• WORK INSTRUCTIONS: The required answer is each line in the entries below where "from" occurs.

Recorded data
PR #5096, opened 2015-06-27
common/buffer: add bufferlist::const_iterator

tchaikov:
* unlike its cousin, `bufferlist::const_iterator` is not exported using
  CEPH_BUFFER_API. will do it once we think it will have external users.

Signed-off-by: Kefu Chai <kchai@redhat.com>

PR #8173, opened 2016-03-16
buffer: fix iterator_impl visibility through typedef

noahdesu:
The following program doesn't compile because of symbol visibility issues.
While bufferlist::iterator is a class implementation with visibility specified,
it is unclear after google-fu how to do the same through typedef.
```c++
int main()
{
 ceph::bufferlist bl;
 ceph::bufferlist::const_iterator it = bl.begin();
 (void)it;
 return 0;
}
```
[nwatkins@bender ~]$ g++ -Wall -std=c++11 -Iinstall/include -Linstall/lib -o test test.cc -lrados
/tmp/cciR9MUj.o: In function `main':
test.cc:(.text+0x43): undefined reference to `ceph::buffer::list::iterator_impl<true>::iterator_impl(ceph::buffer::list::iterator const&)'
/usr/bin/ld: test: hidden symbol `_ZN4ceph6buffer4list13iterator_implILb1EEC1ERKNS1_8iteratorE' isn't defined
/usr/bin/ld: final link failed: Bad value

Signed-off-by: Noah Watkins <noahwatkins@gmail.com>

### DIFF
--- a/src/include/buffer.h
+++ b/src/include/buffer.h
@@ -57,10 +57,8 @@
 
 #if __GNUC__ >= 4
   #define CEPH_BUFFER_API  __attribute__ ((visibility ("default")))
-  #define CEPH_BUFFER_DETAILS __attribute__ ((visibility ("hidden")))
 #else
   #define CEPH_BUFFER_API
-  #define CEPH_BUFFER_DETAILS
 #endif
 
 #if defined(HAVE_XIO)
@@ -270,7 +268,7 @@ namespace buffer CEPH_BUFFER_API {
 
   private:
     template <bool is_const>
-    class CEPH_BUFFER_DETAILS iterator_impl
+    class CEPH_BUFFER_API iterator_impl
       : public std::iterator<std::forward_iterator_tag, char> {
     protected:
       typedef typename std::conditional<is_const,


noahdesu:
This might need to become a tracker ticket... While this patch fixes my use case, it looks like it makes the jenkins build blow up with bufferlist iterator errors.

jdurgin:
cc @tchaikov

tchaikov:
@noahdesu this is expected. see #5096. i intended to be more conservative when it came to symbol visibility. if we need to offer the librados client the `buffer::list::const_iterator`. we need to

- replace the `CEPH_BUFFER_DETAILS` specifier of `iterator_impl` with `CEPH_BUFFER_API`. as `buffer::list::const_iterator` inherit quite a few of its symbols from this tempate
- and that's all =)

noahdesu:
@tchaikov sounds good to me! the way I ran into this is that in Google gtest framework if one builds an assertion `ASSERT_EQ(bl1, bl2);` then gtest will compile that as `const ceph::buffer::list::const_iterator it = bl1.begin()`.

tchaikov:
@noahdesu i see, because `ASSERT_EQ(bl1, bl2)` tries to print the bufferlist. as gtest's default printer detects that buffer::list is a STL container with iterator and const_iterator defined. (see  `IsContainerTest` and `DefaultPrintTo()` ), and it will iterate through the bufferlist and dereference the const_iterator and print the value of the elements in bufferlist. if the `ASSERT_EQ` fails.

the unittest_bufferlist compiles and runs fine with following patch
```diff
diff --git a/src/test/bufferlist.cc b/src/test/bufferlist.cc
index 008b8cd..a55ea8b 100644
--- a/src/test/bufferlist.cc
+++ b/src/test/bufferlist.cc
@@ -2604,6 +2604,7 @@ TEST(BufferList, compare) {
   ASSERT_FALSE(a == ab);
   ASSERT_FALSE(ac == ab);
   ASSERT_TRUE(ab == ab);
+  ASSERT_EQ(ab, ab);
 }
```

could you show me a minimal reproducer? but i have no strong objection to unlock the `buffer::list::const_iterator` though.

noahdesu:
The code you have in the comparison test above `ASSERT_EQ(ab, ab)` is what I was using to reproduce the problem. My test is running outside of the Ceph tree against an installed version of librados. Is it possible that the visibility issue isn't showing up for in-tree tests?

tchaikov:
>  Is it possible that the visibility issue isn't showing up for in-tree tests?

yes. seems librados hides all invisible symbols when it is being linked against libcommon.a which contains bufferlist.o

and yes, i am running `make unittest_bufferlist` against the ceph source tree. guess that's the way we build this unittest.

if you want to export `buffer::list::const_iterator`, i am okay with this decision. but we need another set of eyes on it.

jdurgin:
I've no problem with exposing a const iterator. Just need to be careful about the api exposed, like any public method that we can't break.

noahdesu:
@tchaikov how's that look? i'm not really up to speed on all of the api breakage issues.

tchaikov:
@noahdesu could you remove the definition of "CEPH_BUFFER_DETAILS" along with this change, as it is not used elsewhere. aside from this, lgtm.

noahdesu:
Cool, all fixed.

tchaikov:
lgtm. nit: we can improve the commit message title a little bit: "buffer: expose the buffer::list::const_iterator".

smithfarm:
Created tracker issue and prepended its URL to the PR description.

tchaikov:
thanks Nathan!

Nathan Cutler <notifications@github.com>于2016年8月3日 周三13:44写道：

• WRITTEN REPLY:
- replace the `CEPH_BUFFER_DETAILS` specifier of `iterator_impl` with `CEPH_BUFFER_API`. as `buffer::list::const_iterator` inherit quite a few of its symbols from this tempate
@noahdesu could you remove the definition of "CEPH_BUFFER_DETAILS" along with this change, as it is not used elsewhere. aside from this, lgtm.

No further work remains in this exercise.